Never have primed before hand, but you are right that you CAN screw it up big time by wiping the texture smooth on the paint, just takes light touch and maybe a little extra setup time on the edges of the patch. Not that it's ever happened to me :whistling2:


----------



## thefinisher (Sep 2, 2011)

A smooth finish said:


> Ever done a hot patch.
> 
> Cut the face of the drywall bigger then the hole. Then cut the back side the size of the hole peel the rock off leaving the face bigger. Then you just hot mud around the hole and pull the paper tight. Then skim over it. I have done that many times.


 
Yepper.... You can also cut a piece of rock and put mud on the back of it and the sides of the hole, then put tape behind the sheetrock and place in hole. Then wipe tape and you will be able to level the patch out. Now you can tape as normal over the patch. Nothing new here..... but I really only recommend with durabond (5 minute) and generally on walls as the ceiling patches bigger than a can light hole will want to sag down. But in all reality it is just as fast to put a piece of wood behind it and screw it together.


----------



## Philma Crevices (Jan 28, 2012)

A smooth finish said:


> Ever done a hot patch.
> 
> Cut the face of the drywall bigger then the hole.
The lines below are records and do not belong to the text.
PR #5202, opened 2026-06-29
feat(Header): update to PD 0.12 specs

plagoa:
This will have to be followed up with changes to App Shell and the `default-app`

### DIFF
--- a/packages/styles/src/themes/pentaho.ts
+++ b/packages/styles/src/themes/pentaho.ts
@@ -185,7 +185,7 @@ const pentaho = makeTheme((theme) => ({
     large: "16px",
   },
   header: {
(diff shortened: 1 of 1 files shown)


packages/styles/src/themes/pentaho.ts
```diff
@@ -185,7 +185,7 @@ const pentaho = makeTheme((theme) => ({
     large: "16px",
   },
   header: {
-    height: "64px",
+    height: "48px",
```
zettca, line 188: those (hopefully none) who are hard-coding `64px` instead of `theme.header.height` will be affected

zettca (approved):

Then cut the back side the size of the hole peel the rock off leaving the face bigger. Then you just hot mud around the hole and pull the paper tight. Then skim over it. I have done that many times.


 Ya, we call them butterfly patches, never have tried one on a ceiling, especially canlight sized one.


----------



## chris (Apr 13, 2011)

California patch is what Ive heard them called:blink:


----------



## getplastered (Jan 3, 2012)

Turns out because its the fridge pot, they decided to have the kitchen guy bring the cupboards right to the ceiling and then finish with a crown...so pressures off cause it will cover the hole lol


----------



## gazman (Apr 29, 2011)

I bet you feel like a weight has been lifted off your shoulders.:yes:


----------



## SlimPickins (Aug 10, 2010)

A smooth finish said:


> Ever done a hot patch.
> 
> Cut the face of the drywall bigger then the hole. Then cut the back side the size of the hole peel the rock off leaving the face bigger. Then you just hot mud around the hole and pull the paper tight. Then skim over it. I have done that many times.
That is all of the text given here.